The aim of this tutorial is to show you how to train a custom PyTorch model and export it into **ONNX** ([Open Neural Network Exchange](https://onnx.ai/)) format.

The goal is to train your own image classification model on the famous [MNIST](http://yann.lecun.com/exdb/mnist/) dataset. At the end of the model training, it will be is saved in PyTorch format (`.pt`) and then transformed into ONNX.

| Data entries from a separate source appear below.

PR #800, opened 2018-01-18
Re-define or set tabstops to improve keyboard navigation through options

zas:


samj1912:
LGTM, rebase and merge

PR #803, opened 2018-01-20
Simplify search dialog save/restore states code

zas:
Track/Album/ArtistSearchDialog share the same code, move it to parent class, and reduce code redundacy.


samj1912:
LGTM

PR #804, opened 2018-01-20
PICARD-1177 : Add a option to remove plugins

vishichoudhary:
# Summary

* This is a…
    * [ ] Bug fix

Exporting your model in ONNX format allows you to **optimize the inference** of a Machine Learning model.

## Requirements

- A Public Cloud project created.
- The ovhai CLI interface installed on your system (more information [here](/fr/guides/public-cloud/ai-machine-learning/ai-cli-install-client.md)).
- [Docker](https://www.docker.com/get-started) installed and configured to build images.
- An OCI / Docker image registry. You can use a public registry (such as [Docker Hub](https://hub.docker.com/) for example) or a private registry. Refer to the [Creating a private registry](/fr/guides/public-cloud/containers-orchestration/managed-private-registry/creation.md) documentation to create a private registry based on Harbor. To make your registry compatible with AI Solutions usage, follow the [Use & manage your registries](/fr/guides/public-cloud/ai-machine-learning/ai-manage-registries.md) guide.
- Knowledge about building images with [Dockerfile](https://docs.docker.com/engine/reference/builder/).


***

### OVHcloud Control Panel Access

- **Direct link:** <ManagerLink to="/#/pci/projects">Public Cloud Projects</ManagerLink>
- **Navigation path:** <code className="action">Public Cloud</code> > Select your project

***


## Instructions

### Create Object Storage bucket for you ONNX model

To be able to retrieve and use the ONNX model at the end of training, you need to create an empty bucket to store it.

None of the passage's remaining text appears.